Eventually I'll go to a new Coil set up, just trying to keep my priorities straight for now, I need my Porsche brakes installed first, then refresh the suspension, then we'll talk about coil packs and a 6 speed transmission, and then of course rs2 turbo... the fun never ends!


----------



## Hybrid_Hatch (Oct 24, 2005)

Car has been great for the last year, recently had an overheating issue due to a broken bit of plastic... Now it is getting a new Headgasket...

Porsche 996 Brakes have been installed
RS2 Turbo and 034 Software is installed
6 Speed and linkage is sitting on a shelf just waiting...


----------



## Paradox11235 (Jul 20, 2010)

Did you already sell off all of the cq parts?
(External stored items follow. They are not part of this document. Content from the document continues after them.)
PR #4098, opened 2025-09-10
new(tests/e2e): add a metrics checker on e2e tests.

FedeDP:
### Description

Implement a metricschecker for e2e tests.


mtardy:
Hey @will-isovalent could you take a look at that since you are the issue author :) ?

tests/e2e/metricschecker/metricschecker.go
```diff
@@ -0,0 +1,218 @@
...
+	rc.timeLimit = limit
+	return rc
+}
+
+type metricOp int
+
+const (
+	opEqual   metricOp = 1
+	opGreater          = 1 << iota
+	opLess
```
kkourt: I guess we are using bits to capture things like `>=` as `opEqual | opLess`? Maybe add a comment here since it's  unconventional? (at least to me)

kkourt (approved):
LGTM, thanks.

tests/e2e/metricschecker/metricschecker.go
FedeDP: Yep i'll do! :)

FedeDP: Renamed so that `bitmask` usage is more obvious.

PR #4107, opened 2025-09-12
policy_stats: use the map only for policy sensors

kkourt:
perf_event_output_metric is defined in lib/process.h that is included from the code in the base sensor as well.

As a result, some programs from the exec sensor end up having private copies of the policy_stats map, which is just waster memory. Add some ifdefs to only enable the policy_stats map for the tracing (generic) sensors.

Fixes: b0e50ee7f3a1 ("bpf: policy stats")

### DIFF
--- a/bpf/lib/policy_stats.h
+++ b/bpf/lib/policy_stats.h
@@ -6,6 +6,10 @@
 
 #include "policy_conf.h"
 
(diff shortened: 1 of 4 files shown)


kkourt:
Generated docs failure is fixed by https://github.com/cilium/tetragon/pull/4108

PR #4120, opened 2025-09-18
new(bpf): errmetrics improvements

FedeDP:
### Description

This PR improves bpf errmetrics intoduced in #3205.
It does so with multiple things (split by commit):
* added a generic `with_errmetrics` macro that supersedes `map_update_elem__errmetrics`
* expose bpf helper informations too in errmetrics
* use `__FILE_NAME__` macro instead of just `__FILE__`; this prevents issues with relative includes: prior to this, some files (eg: `bpf_process_event.h`) were also included with relative path (`../bpf_process_event.h`), and we would've been required to add them twice to the `fileids` with both paths. Now, we will only report the filename. We don't expect any name clash between bpf sources!
* the trick used to trigger a comp time error in `with_errmetrics` macro worked fine until we had multiple comp time errors in the same source file. At that point, the compiler complained about multiple `extern` function definition with different `error` attributes. I fixed it by appending a `__COUNTER__` to the end of the comp time error function name
* `bpf/tetragon/fileids.h` should not be formatted; added it to the ignore list
* expanded usage of `with_errmetrics` macro for `map_update_elem`
* updated `cmd/bpf-fileids` go command to leverage `cgo` instead of manually parsing the C header. Only downside: we are no more able to customize `fileids.h` path. I don't think that is needed at all since this command is mostly made to be automatically ran by makefile.

### DIFF
--- a/cmd/bpf-fileids/fileids.go
+++ b/cmd/bpf-fileids/fileids.go
@@ -3,14 +3,38 @@
 
 package main
 
+/*
+typedef struct {
+	const char *filename;
+	int id;
+}  fileid_t;
+
+const fileid_t *get_fileids() {
+    static fileid_t fileids[] = {
+#define fileid__(f, id)                  { f, id },
+#include "../../bpf/tetragon/fileids.h"
+#undef fileid__
+		{ NULL, -1 }
+	};
+	return fileids;
+}
+
+size_t get_fileids_len() {
+    const fileid_t *fileids = get_fileids();
+	size_t len = 0;
+	while (fileids[len].filename != NULL) {
+		len++;
+	}
+	return len;
+}
+*/
+import "C"
+
 import (
-	"bufio"
 	"encoding/json"
 	"fmt"
 	"os"
-	"regexp"
-	"strconv"
-	"strings"
+	"unsafe"
 )
 
 // json entry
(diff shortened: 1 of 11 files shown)


FedeDP:
cc @kkourt  since he made the initial PR :)

FedeDP:
Just force-pushed rewording a commit :) 
> [Check pull request commits / checkpatch (pull_request)](https://github.com/cilium/tetragon/actions/runs/17826173892/job/50679759521?pr=4120)Failing after 14s

It is complaining about `MACRO_ARG_REUSE`. I think that is a false-positive.

cmd/bpf-fileids/fileids.go
```diff
@@ -19,52 +43,37 @@ type Entry struct {
...
-		m := entryRe.FindStringSubmatch(line)
-		if len(m) == 3 {
-			id, err := strconv.ParseInt(m[2], 0, 32)
-			if err != nil {
-				continue
-			}
-			ret = append(ret, Entry{int(id), m[1]})
-		}
-
+	goSlice := (*[1 << 30]C.fileid_t)(unsafe.Pointer(cArrayPtr))[:fileidsLen:fileidsLen]
```
mtardy, line 54: I was confused about that line, maybe drop a comment, especially for the `(*[1 << 30]C.fileid_t)` type casting part which seems typical CGO stuff.

mtardy (approved):
Overall this looks good to me, that's a nice improvement and I want this to be used more widely also :)!

For the CGO part, we tried to get rid of CGO in tetragon itself. I guess it's fine to use it as part of the `cmd/bpf-fileids`. Given the simple format of the header file, maybe the switch from regex to CGO is a bit overkill and arguably not super worth but since you did it already. I imagine it's more resilient now?

Aside: checkpatch is mostly complaining about too long commit titles
> Error: ERROR:CUSTOM: Please avoid long commit subjects (max: 75, found: 91)

Try to make them fit within ~70 chars if possible :)

FedeDP:
> Given the simple format of the header file, maybe the switch from regex to CGO is a bit overkill and arguably not super worth but since you did it already. I imagine it's more resilient now?

Yes it is overkill for sure! But well, i think that parsing a C header leveraging CGO is much better than doing it by hand (and is more robust, eg: we now support multiline comments too); also, we could support more complex data structures in the future, since we are now just including the C header through CGO.
Not sure we are gonna do that, but at least we can :)

FedeDP:
> Try to make them fit within ~70 chars if possible :)

Uh didn't notice this error! Will reword the commit as needed!

cmd/bpf-fileids/fileids.go
FedeDP: Done!

FedeDP:
Pushed the requested changes:)

mtardy:
At first I wanted to disable the checkpatch `MACRO_ARG_REUSE` as Cilium does https://github.com/cilium/cilium/blob/d0f466773e2df4c3dc3823e1014dc86d45e063f7/bpf/Makefile.bpf#L60 but maybe that's an actually nice check. It's okay to ignore checkpatch sometimes but at least it makes us think about stuff 🤔 💭 

> It is complaining about MACRO_ARG_REUSE. I think that is a false-positive.

Yeah it's a bit weird as a check... It's because you reuse the same arg of the macro twice and technically someone could misuse your macro by passing an expression like `macro(x++)` and then if x was equal to 0 before, it's now 2 instead of expected 1. We can safely ignore this but still worth noting maybe...

cmd/bpf-fileids/fileids.go
```diff
@@ -3,14 +3,38 @@
...
+
+size_t get_fileids_len() {
+    const fileid_t *fileids = get_fileids();
+	size_t len = 0;
+	while (fileids[len].filename != NULL) {
+		len++;
+	}
+	return len;
+}
+*/
```
kkourt, line 30: Nice! We don't use cgo in the agent for many reasons, but that's a great use. Thanks,

PR #4124, opened 2025-09-23
kprobe: Add support for bpf_prog argument

tpapagian:
Example usage:
```yaml
kind: TracingPolicy
metadata:
  name: "example-bpf"
spec:
  kprobes:
  - call: "security_bpf_prog"
    syscall: false
    args:
    - index: 0
      type: "bpf_prog"
```


pkg/generictypes/generictypes.go
```diff
@@ -171,6 +174,7 @@ var genericTypeToStringTable = map[int]string{
 	GenericSockaddrType:    "sockaddr",
 	GenericSocketType:      "socket",
 	GenericDentryType:      "dentry",
+	GenericBpfProg:         "bpf_prog",
```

I just started a 1991 CQ restoration project. Great post =]


----------



## Hybrid_Hatch (Oct 24, 2005)

Paradox11235 said:


> Did you already sell off all of the cq parts? I just started a 1991 CQ restoration project. Great post =]


Depends what you are looking for, i have a garage full of parts.


----------



## Paradox11235 (Jul 20, 2010)

I'm hoping i have everything i need to get it running, but worst case scenario i may need to replace the brake booster. I'm hoping it's just air in the brake lines, haven't had a chance to do much with it yet. Did you change out the CQ interior? I'm hoping to do an S2 conversion somewhere down the road


----------



## Hybrid_Hatch (Oct 24, 2005)

Paradox11235 said:


> I'm hoping i have everything i need to get it running, but worst case scenario i may need to replace the brake booster. I'm hoping it's just air in the brake lines, haven't had a chance to do much with it yet. Did you change out the CQ interior? I'm hoping to do an S2 conversion somewhere down the road


nope, still has the stock CQ interior, except the wood trim, I sourced perforated leather trim from an S2 in Europe.


----------



## Paradox11235 (Jul 20, 2010)

Very nice. I'll probably just keep the woodgrain, i have the tan interior. Feel like swapping for black or gray would be way too much work


----------



## Hybrid_Hatch (Oct 24, 2005)

Some updates:

installed rear euro bumper:
before:








after:









Installed BBK:









Installed s2 cluster and steering wheel









Drove it to a track event, lost a coolant hose on the way there and warped my head:


















now i'm rebuilding it with a Volvo turbo, this is the rs2 turbo next to the volvo turbo that is replacing it:









and here it is as it sits today, almost back together:


----------



## skota (Jan 30, 2003)

Wow man, nice work! cant wait to see it back togetehr again. :beer:


----------



## MFZERO (Mar 13, 2002)

nice work! planning a head make a great deal of things easier when building a project car.

:beer::beer:


----------



## bpleet (Dec 20, 2010)

*Thanks for the Inspiration*

I've owned a 90 90Q 20v since new. 225k km later I still love the car, but with two turbo Audis (95.5 S6 and 02 TT roadster) I know it just needed some grunt.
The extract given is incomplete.